Raise $100,000 to build 10 Food Forests

These funds will support the design, installation, training, and support necessary to create 10 fully functioning community food forests.

Educate 10 community anchors

Each food forest will have at least one resident of the community that will serve as the "anchor" for the project, to ensure the long-term care and success.

We will work directly with each anchor to offer upfront training classes as well as connecting all the community anchors together to create a network of food park managers.

Support ongoing education

We will offer additional workshops and trainings for food forest anchors and community residents to learn how to cultivate, maintain, and expand food forests.

Create sustainability for future generations

Ensuring that every food forest becomes a living, breathing testament to community resilience, environment regeneration, and the power of donor-supported initiatives. 

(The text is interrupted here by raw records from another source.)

PR #2067, opened 2020-12-31
Dec gems patch

elleobrien:
patch to fix bad comment link


shcheklein:
@elleobrien doesn't look like a simple fix - it has all the changes from the previous PR?

elleobrien:
@shcheklein you're right i made branch off branch, not `main`. will close and do again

Creating a Food Forest is no easy task, luckily, we have practice.

It takes one person to change a community!

In Colorado, we met that person. Her name is Stephanie Syson and she worked tirelessly to transform a previously unused plot to a permaculture food forest.

Excerpt from the Permaculture Action Network. Read more here

The Basalt Food Garden was just the 5th public Food Forest in the United States.

Stephanie Syson planned and implemented the project, including gaining the backing of local leaders. She was able to work with stakeholders and ensure all concerns were addressed, including those of homeless populations and bears that might be frequent visitors to the site. 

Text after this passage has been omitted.